11 thoughts on “Elizabeth: Louise Penny Made Me Read It

  1. The references to “Devil in a Blue Dress” and “A Rage in Harlem”, made during the first season of “Luke Cage” caused me to go out and read both of those. I liked them well enough that I’ll follow through and read more, although neither of them overwhelmed me. Not exactly a book from a book, but close enough for internet, right?

  2. Two comments:

    1) My neighbor just loaned me the first Louise Penny book and she has the others. Plan to start it as soon as I finish reading Jilly’s The Seeds of Power.(which I just started and LOVE).
    2) I have a book on the shelf immediately in front of me called Poetry Speaks. It contains poetry going back to Alfred, Lord Tennyson and up through Sylvia Plath and it has three CD’s of the poets speaking their own words. One of my post-retirement promises to myself was that I’d sit down and listen to it.

    And I will.

    • Nice. I’m not a fan of “audio” things, but I think hearing poets speak their own words would be an exception.

      Hope you like the Penny book. The series was a slow start for me, but once I warmed to it, I really enjoyed it.

    • Thank you for the kind words, Jeanne. As you know, I’m currently waiting for my edit report, so the reassurance is extra welcome 😀

  3. I read the first Louise Penny and wasn’t inspired to go further. However, if you say it was a slow start, maybe I should try another. I’m usually not a fan, however, of stories set in small towns. I grew up in one of those, and I’ve had enough, thank you.

    In terms of new reading, I read Courtney Milan’s “challenge” and decided to “accept” It: that is, read a book by an author of color for every book I read by a white person. I started with “Wrong to Need You” by Alisha Rai, who is new to me. Her writing is terrific, but the book is steamier than I prefer. She’s got other series, so I might try those as I work through the challenge. I’m thinking six months to start. We’ll see where it goes.

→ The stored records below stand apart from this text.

PR #3592, opened 2019-06-06
Added ability to override prep type for rituals (specifically for tattoos)

dr-leustyin:
…tos)

### DIFF
--- a/common-arcana.lic
+++ b/common-arcana.lic
@@ -115,7 +115,11 @@ module DRCA
     DRC.release_invisibility
     DRC.bput('stance set 100 0 80', 'Setting your')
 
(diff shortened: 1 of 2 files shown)


common-arcana.lic
```diff
@@ -115,7 +115,11 @@ module DRCA
     DRC.release_invisibility
     DRC.bput('stance set 100 0 80', 'Setting your')
 
-    return unless prepare?(spell['abbrev'], spell['mana'], spell['symbiosis'])
+    command = 'prepare'
+    command = spell['prep'] if spell['prep']
+    command = spell['prep_type'] if spell['prep_type']
```
rpherbig: 💡 Could this be `command = spell['prep_type'] || spell['prep'] || 'prepare'`? I'm not sure that would be any better, though.

PR #3593, opened 2019-06-06
Fix handling of no game response to `load`

simiydr:
Occasionally the game will not respond to the `load` command, resulting in a hang and endless loop in aiming_trainables. Testing against an empty string (as returned by `bput` with a timeout) will allow combat-trainer to retry the load command, which in testing has been successful.

### DIFF
--- a/combat-trainer.lic
+++ b/combat-trainer.lic
@@ -2739,12 +2739,12 @@ class AttackProcess
       end
     else
       if game_state.dual_load?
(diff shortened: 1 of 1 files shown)


Sarvatt:
awesome! I was scratching my head on how to fix it properly.

rpherbig:
@Sarvatt I'm interpreting your comment as approval of this method of fixing the issue :)

Sarvatt:
yep! thanks @rpherbig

    So—not new authors based on what others suggest, but still, new authors.

    • Kay – if you decide to give the series a second try, I suggest starting with book 4 – A Rule Against Murder (you don’t need to know anything about books 1-3 to enjoy that). That is the book that really caught and kept my interest.

      As for Courtney’s “challenge”, several folks I know have begun that as well. I look forward to getting some good book recommendations as part of that process.

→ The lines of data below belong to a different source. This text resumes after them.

PR #3674, opened 2019-07-10
Reverted some analyze changes, and made setting.

jayRyan24:
I am submitting this to change some of the issues with the PR #3664 .

1.)  Naming convention needs to change to be more accurate.
2.)  If you let the user use brawling analyzes, it will continue over (if you don't finish the array) and break with other weapons. This is an issue which is why I simply just didn't let people use brawling combos. There's no need. It adds a code and processes for a one-off situation where it's beneficial.
3.) If you don't include while !offhand, the user will be training offhand and get errors with the commands not lining up. You will then be issuing "attack", offhand will not go up, and therefore be trained again, this endless cycle of failure.

### DIFF
--- a/combat-trainer.lic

  4. I’ve often been interested in where writers get their influences. Bujold dedicated A Civil Campaign, I think it was, to Jane, Charlotte, Georgette and Dorothy. Jane was Jane Austen, who I had already read (inspired a re-read). Charlotte was Bronte, and I just don’t get into her very much, or her other famous sister. Georgette Heyer was new to me, and it took a few books to get into her, but now I like her very much. And Dorothy I thought was Parker, so that inspired me to refresh my memory and buy a compilation. It turned out to be Dorothy Sayers, who also is very, very good. Definitely good ways to pass the time while waiting for the next Bujold to be released.

    One of Jane Austen’s biographies held some of HER inspirations, and that was interesting. Not great reads, but still good and fairly fast-paced for late 18th century literature, IMO!

    • Dorothy, yes! I spent a couple of nights in hospital unexpectedly last month (all fine now, except for a bunch of allergy tests), and my husband brought me her Busman’s Honeymoon, which he chose for the combination of fine writing, problem-solving, and romance. I love the idea of him combing through his library of mysteries and police procedurals looking for something with strong romantic elements. I probably would never have read it otherwise, and I really enjoyed it. And as a bonus, when I got home I used one of my reference books to show him what Harriet’s spectacular Worth wedding dress might have looked like, a gorgeous detail that had previously floated right over his head 😉

      • Jilly, sorry you were in the hospital, but glad all is fine now. I love the fact that your husband not only specially chose that book for you, but had it in his library. Very sweet.

        Whose Body? is the only Dorothy I can remember reading. Fortunately, the local library has a copy of Busman’s Honeymoon, so I will soon be able to check out the “combination of fine writing, problem-solving, and romance.”